Your main image gets the click. Your infographic images — those secondary images with callouts, dimensions, and feature highlights — close the sale.
I didn't understand this until I started A/B testing my Amazon listings. My main images were solid. My conversion rate was mediocre. The problem was images 2-7: boring product-on-white shots from different angles that told the customer nothing they couldn't already see.
Then I replaced them with infographic-style images and my conversion rate jumped 23% in two weeks. Here's what I tested and what actually moved the needle.
What Amazon Infographic Images Are (And Aren't)
Infographic images are your secondary listing images (positions 2-7) that combine product photos with text, icons, callouts, and comparison charts. They're your sales pitch in visual form.
They're NOT:
- Your main image (that must be product-only on white)
- Stock photos with text slapped on top
- Walls of text that nobody reads on mobile
The best infographic images communicate one key selling point per image, clearly and quickly.
The 5 Layouts That Worked Best
Layout 1: The Dimension Callout
A clean product photo with dimension lines and measurements. Sounds boring. Converts like crazy.
Why: the #1 reason for Amazon returns is "item was not as expected." Showing exact dimensions reduces returns and increases buyer confidence. I added dimension callouts to my bag listings and returns dropped 15%.

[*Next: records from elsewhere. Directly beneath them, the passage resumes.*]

PR #1029, opened 2026-07-20
benchmarks: upload Kanata pipeline logs as an artifact

xThaid:
Having pipeline logs generated for every benchmark run will be useful for answering questions like "why did our IPC drop by 0.003?". Konata can overlay two pipelines, so we will be able to display the trace from master together with the one from the branch and quickly find the point where they diverge. This won't tell us why exactly the regression happens, but it will at least let us narrow the issue down.

A compressed kanata file from a single benchmark is on the order of ~5MB, so I set an aggressive retention policy of 3 days.


tilk:
I downloaded the viewer from https://github.com/shioyadan/Konata and it doesn't see the files unless their names end with `.out`.

tilk (approved):

PR #1030, opened 2026-07-23
RS entries 2->4

tilk:
RS entries were reduced to 2 because superscalarity caused loading a lot of instructions into the core, which were then often flushed because of poor predictions and IPC dropped. Konata logs showed however that RS size 2 leads to weird slowdowns, which are caused by 2 cycle delay between inserting and removing instruction from RS. Here I'm experimentally changing the RS size to a weird number of 3, to see how that impacts IPC.

Edit: Well, looks like this should wait for checkpointing, predictors, or both.

Edit 2: Now it looks like we have 3 tests faster, 2 tests slower and 3 around the same, and the gains are pretty nice. I suppose let's finally merge, the losses can probably be reclaimed by better checkpointing or better predictors.


tilk:
Increasing RS size still hurts performance :(

awariac:
how it looks on K[a/o]nata?

tilk:
> how it looks on K[a/o]nata?

Exactly as expected. Artificial stalls because of slow RS turnaround are gone:

obraz

But misprediction recovery can be slower:

obraz

Edit: Huh, this looks like it's the fault of the fetcher?!?
Edit 2: Now I'm not so sure it's just the fetcher, here is the bigger picture for the same part:

obraz

If lined up to previous misprediction, instructions just after it linger in the core longer. This just might be some checkpointing limitation.

tilk:
@xThaid Could you comment on this, if you have the time?

xThaid (approved):
I think this can be merged as is, but let's open an issue to investigate the perf regression

PR #1032, opened 2026-07-25
change all FIFO to BasicFifo

qbojj:
removes all instances of `transactron.FIFO` in favor of `transactron.BasicFifo`.

### DIFF
--- a/coreblocks/func_blocks/fu/mul_unit.py
+++ b/coreblocks/func_blocks/fu/mul_unit.py
@@ -103,7 +103,7 @@ class MulUnit(FuncUnitBase[MulFn]):
     def elaborate(self, platform):
         m = super().elaborate(platform)
 
-        m.submodules.params_fifo = params_fifo = FIFO(
+        m.submodules.params_fifo = params_fifo = BasicFifo(
             [
                 ("rob_id", self.gen_params.rob_entries_bits),
                 ("rp_dst", self.gen_params.phys_regs_bits),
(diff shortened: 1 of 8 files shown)


coreblocks/func_blocks/fu/mul_unit.py
awariac, line 112: for other PR - maybe we should migrate to standard lib.data `StructLayout`s / via `make_layout`?

This was other temporary solution for old amaranth records, I would think about deprecating layoutlists in transactron data structures.

awariac (approved):

coreblocks/func_blocks/fu/mul_unit.py
qbojj: Do you mean only for `transactron.lib.*`, or for all places where `LayoutIterable` could have been used - aka all places which use `MethodLayout`, which includes `i` and `o` fields of `Method`?

awariac: for everything that goes out to transactron.
Ex. for `layouts.py` the current representation looks like a reasonable shortcut and is more readable, so it makes sense to use it internally

tilk: Layout lists in `i`/`o` are reasonable shorthands, maybe dict notation should be preferred because this is what Amaranth does. I need to think about this.

tilk:
Huh, BasicFifo uses slightly more FFs.

PR #1034, opened 2026-07-28
update embench march

qbojj:


tilk:
I believe the toolchain might be too old.

qbojj:
Yeah, works with riscv-toolchain:latest

PR #1037, opened 2026-07-28
use always_body whenever possible

qbojj:


tilk (approved):
Wow, that's a lot of them.

PR #1038, opened 2026-08-01
Fix wave tracing for cocotb

qbojj:
Traces with verilator according to [cocotb documentation](https://docs.cocotb.org/en/stable/simulator_support.html#sim-verilator-waveforms) for FST should include "--trace --trace-fst --trace-structs" to extra args rather than "--trace-fst --trace-structs".

This also makes wave tracing not require any changes in the verilog file

### DIFF
--- a/test/regression/cocotb/arch_test.Makefile
+++ b/test/regression/cocotb/arch_test.Makefile
@@ -1,25 +1,3 @@
-# Makefile for arch regression cocotb tests
-
-# defaults
-SIM ?= verilator
-TOPLEVEL_LANG ?= verilog
-SIM_BUILD ?= build/riscv-arch-test/$(SIM)
-
-# TOPLEVEL is the name of the toplevel module in your Verilog or VHDL file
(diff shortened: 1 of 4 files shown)


awariac:
is it? I think `--trace` was depracated way of `--trace-vcd` which is an alternative of `--trace-fst`.

awariac:
oh it is for cocotb. i see why the generated cpp issue was there now!

qbojj:
> is it? I think `--trace` was depracated way of `--trace-vcd` which is an alternative of `--trace-fst`.

Technically should be
```makefile
COMPILE_ARGS += --trace-fst --trace-structs
SIM_ARGS += --trace
```
but the docs said `EXTRA_ARGS += --trace --trace-fst --trace-structs`, so I did so

tilk (approved):

tilk:
Looks like CI is not broken, and it's worth it to merge this just for the makefile unification.

PR #1054, opened 2026-08-08
Timing optimizations in the prediction checker

xThaid:
Currently, a big chunk of our critical path is in the prediction checker (this is further aggravated by the upcoming branch prediction changes). I attempted a few micro optimizations - mostly replace arrays with OneHotMux.

This should be a no-op functionally.

### DIFF
--- a/coreblocks/frontend/fetch/fetch.py
+++ b/coreblocks/frontend/fetch/fetch.py
@@ -669,6 +669,7 @@ class PredictionChecker(Elaboratable):
         m = TModule()
 
         params = self.gen_params.get(FrontendParams)
+        layouts = self.gen_params.get(FetchLayouts)
 
         m.submodules += [
             self.perf_mispredicted_cfi_type,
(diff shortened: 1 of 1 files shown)


xThaid:
OK, it seems that this change didn't affect Fmax meaningfully, but nevertheless, I think it's an improvement

coreblocks/frontend/fetch/fetch.py
```diff
@@ -694,26 +696,49 @@ def _(fb_addr, starts_mid_instr, instr_valid, predecoded, prediction):
...
+            # m.d.comb
+            m.submodules.pd_redirect_mux = pd_redirect_mux = OneHotMux(
+                layouts.predecoded_instr, self.gen_params.fetch_width, priority=True, has_default=False
+            )
+            m.d.av_comb += pd_redirect_mux.select.eq(pd_redirect_mask)
+            for i in range(self.gen_params.fetch_width):
+                m.d.av_comb += Value.cast(pd_redirect_mux.inputs[i]).eq(Value.cast(predecoded[i]))
+
+            pd_redirect_instr = Signal(layouts.predecoded_instr)
+            m.d.av_comb += Value.cast(pd_redirect_instr).eq(Value.cast(pd_redirect_mux.output))
```
qbojj: I think plain `.eq` would be enough, as there are no plain `Value`s
```suggestion
            for i in range(self.gen_params.fetch_width):
                m.d.av_comb += pd_redirect_mux.inputs[i].eq(predecoded[i])

            pd_redirect_instr = Signal(layouts.predecoded_instr)
            m.d.av_comb += pd_redirect_instr.eq(pd_redirect_mux.output)
```

or even
```suggestion
            pd_redirect_instr = Signal(layouts.predecoded_instr)
            m.d.av_comb += pd_redirect_mux.inputs.eq(predecoded)
            m.d.av_comb += pd_redirect_instr.eq(pd_redirect_mux.output)
```

needs to be tested though

coreblocks/frontend/fetch/fetch.py
```diff
@@ -737,27 +762,26 @@ def get_decoded_target_for(idx: Value) -> Value:
...
                         "cfi_target": decoded_target_for_decoded_cfi,
                     },
                 )
             with m.Elif(mispredicted_cfi_type):
                 self.perf_mispredicted_cfi_type.incr(m, prediction.cfi_type)
-                # If no decoded instruction redirects (pd_redirection_enc.n), this is a
-                # fall-through resteer: cfi_type is INVALID and cfi_idx/cfi_target are
-                # meaningless.
+                # If no decoded instruction redirects, this is a fall-through resteer: the
+                # one-hot mux outputs CfiType.INVALID and cfi_idx/cfi_target are meaningless.
```
qbojj, line 790: this relies on implementation detail of `one_hot_mux` - you can use explicit default instead.

qbojj (changes requested):

coreblocks/frontend/fetch/fetch.py
xThaid: I think this is semi-documented
`OneHotMux.create`:
```
        default_input: ValueLike, optional
            Default input. If not provided, the multiplexer will set the output to 0 vector when all select bits are 0.
```

I changed it to use the default value explicitly anyway.

qbojj (approved):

Design tip: Use thin lines, small text, and keep the product as the hero. The dimensions should inform, not dominate.
Layout 2: The "What's Included" Flat Lay
Everything that comes in the box, laid out neatly with labels. Charger, cable, manual, carrying case, the product itself.
Why: customers want to know exactly what they're getting. "Includes carrying case" in the bullet points is less convincing than seeing the carrying case in the photo.

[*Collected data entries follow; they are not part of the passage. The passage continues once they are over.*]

PR #1057, opened 2026-08-10
Handle wake-up deps

### LINKED ISSUE #1056: Add wake-up dependency tracking to Kanata graphs
The Kanata format supports wake-up dependencies. Adding them would allow to better judge the effect of instruction latencies and how well out-of-order execution goes around them.

tilk:
An approach to adding register dependencies to Kanata logs. Work in progress.

Fixes #1056.

### DIFF
--- a/coreblocks/telemetry/konata.py
+++ b/coreblocks/telemetry/konata.py
@@ -61,7 +61,7 @@ class KonataParser(EventConsumer):
     - "Rn" (rename) from entering the scheduler,
     - "Ds" (dispatch) from ROB allocation (which is where the
       instruction becomes identified by its ROB id),
-    - "Is" (issue) from being issued to a functional unit,
+    - "IX" (issue) from being issued to a functional unit,
     - "Cm" once execution completes.
 
     The instruction terminates by retiring (`RobRetire`) or being squashed.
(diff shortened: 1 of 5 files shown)


tilk:
This still generates errors. I think I'll take a more direct approach instead and do precise wake-up tracking.

tilk:
And now we can see cases where out-of-order superscalar execution allows to parallelize and go around latencies.

obraz

qbojj (approved):

coreblocks/telemetry/konata.py
```diff
@@ -205,6 +225,9 @@ def on_rob_flush(self, rec: DecodedEvent):
             return
         self._command(rec.cycle, "R", insn_id, 0, 1)
         self.terminated.add(insn_id)
+        if insn_id in self.rp_dst:
+            del self.by_rp_dst[self.rp_dst[insn_id]]
+            del self.rp_dst[insn_id]
```
awariac, line 230: i might miss something but this is not freed in case of `R` by `FTQRollback`

tilk: I believe there is nothing to free there. These follow physical registers, which are only deallocated in the retirement, together with `RobFlush` and `RobRetire` events.

PR #1058, opened 2026-08-12
make SSI edge triggered, as defined in ISA

qbojj:
> "norm:sip_ssip_sie_ssie": "Bits sip.SSIP and sie.SSIE are the interrupt-pending and interrupt-enable bits for supervisor-level software interrupts. If implemented, SSIP is writable in sip and may also be set to 1 by a platform-specific interrupt controller.",

This PR sets the `SSI` to be edge triggered, as defined by spec - this naturally makes `SSIP` writeable in `sip`

### DIFF
--- a/coreblocks/priv/traps/interrupt_controller.py
+++ b/coreblocks/priv/traps/interrupt_controller.py
@@ -96,7 +96,7 @@ class InternalInterruptController(Component):
         # mip_meip_rdonly
         # mip_mtip_rdonly
         # mip_msip_rdonly
-        self.mip_writeable = self.edge_reported_mask & custom_interrupt_mask
+        self.mip_writeable = self.mie_writeable & self.edge_reported_mask
 
         if gen_params.supervisor_mode:
             # mip_stip_no_stimecmp_acc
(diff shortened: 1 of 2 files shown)


awariac:
> writable in sip and may also be set to 1 by a platform-specific interrupt controller

huh, this is a very non-obvious way to word that.
If anyone else is wondering this is in contrast spec about MIP "mip, and is set and cleared by a platform-specific interrupt controller."

coreblocks/priv/traps/interrupt_controller.py
```diff
@@ -81,17 +84,19 @@ def __init__(self, gen_params: GenParams):
...
             | (1 << InterruptCauseNumber.MEI)
-            | (((1 << gen_params.interrupt_custom_count) - 1) << 16)
+            | custom_interrupt_mask
         )
 
         # mip_meip_rdonly
         # mip_mtip_rdonly
         # mip_msip_rdonly
-        self.mip_writeable = self.edge_reported_mask
+        self.mip_writeable = self.edge_reported_mask & custom_interrupt_mask
```
qbojj: mirroring `sip_writeable`
```suggestion
        self.mip_writeable = self.mie_writeable & self.edge_reported_mask
```

awariac (approved):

Design tip: Shoot everything on the same background, same lighting. Arrange items by size, largest in the center. Label each item with a clean sans-serif font.
Layout 3: The Before/After or Problem/Solution
Left side: the problem (messy desk, tangled cables, dull skin). Right side: the solution (your product in action).

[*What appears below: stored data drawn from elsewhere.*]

PR #599, opened 2022-03-09
mask creator refactor

bfineran:
* rename "block" mask creator to "block4"
* reintroduce formerly removed `[x,y]` block mask creator/notation
* helper function for creating basic mask creators
* checked through existing zoo and example recipes to confirm none are affected


markurtz (approved):

mgoin (approved):
nice!

PR #600, opened 2022-03-09
updating batch size for optimizer

spacemanidol:


src/sparseml/transformers/sparsification/trainer.py
```diff
@@ -202,9 +202,16 @@ def create_optimizer(self):
         if not self.manager:
             return
 
+        num_devices = (
+            torch.distributed.get_world_size()
+            if torch.distributed.is_initialized()
+            else self.args._n_gpu
+        )
+        if num_devices < 1:
```
natuan, line 210: @spacemanidol do you know if we need these two lines? If is_initialized is true then can get world size returns -1?

natuan, line 210: @spacemanidol do you know if we need these two lines? If is_initialized is true then can get world size returns -1?

jeanniefinks:
Product being deprecated by early June 2, 2025. Closing PR and will not resolve.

Why: this triggers an emotional response. The customer sees themselves in the "before" and wants to get to the "after."
Design tip: The "before" should be relatable, not disgusting. A slightly messy desk, not a hoarder's nightmare. You want empathy, not revulsion.
Layout 4: The Comparison Chart
Your product vs. "ordinary" products. Feature checkmarks, material quality, size comparison.
Why: customers are comparing anyway. Give them the comparison on your terms.
Design tip: Never name competitors directly (Amazon TOS violation). Use "Brand X" or "Ordinary [product]." Keep it factual — don't make claims you can't support.
Layout 5: The Lifestyle Context
Product in use, in a real setting, with a real person (or realistic AI-generated scene).
Why: helps the customer visualize owning the product. A wallet in someone's hand communicates size better than dimensions. A lamp on a nightstand communicates the light quality better than specs.
Design tip: The person/scene should match your target demographic. If you're selling to 30-something women, don't use a stock photo of a 20-year-old model. Authenticity matters.
What I Tested (Real Numbers)
I sell leather goods on Amazon. Here's what happened when I replaced my secondary images:
Before (all product-on-white angles):
- Conversion rate: 8.2%
- Return rate: 12%
- Average session duration on listing: 45 seconds
After (infographic mix: dimensions + what's included + lifestyle + comparison):
- Conversion rate: 10.1% (+23%)
- Return rate: 8% (-33%)
- Average session duration: 62 seconds (+38%)
The dimension callout had the biggest single impact on returns. The lifestyle image had the biggest impact on conversion rate. The comparison chart increased session duration the most (people actually study it).
Common Mistakes
Too much text. If your infographic image has more than 20 words, it has too many words. Mobile shoppers won't read paragraphs. Use icons and short phrases.
Low contrast text. Light gray text on a white background is invisible on a phone screen in sunlight. Use dark text on light backgrounds or white text on dark overlays.
Inconsistent style. All 6 infographic images should look like they belong together. Same fonts, same color palette, same layout style. Mixing styles looks unprofessional.
Ignoring mobile. 70%+ of Amazon browsing happens on phones. Your infographic text needs to be readable at phone size. If you have to pinch-zoom to read it, the text is too small.
My Workflow
- Shoot the product (same session as main image)
- Remove background with pic1.ai for the clean product cutout
- Design infographic layouts in Canva (I have templates for each layout type)
- Export at 2500×2500 JPEG
- Upload to Amazon in the right order (I put dimensions as image 2, what's included as image 3, lifestyle as image 4)
The whole process adds about 30 minutes per product beyond the basic photography. The ROI is immediate and measurable.
Your main image gets them to your listing. Your infographic images convince them to buy. Don't skip this step.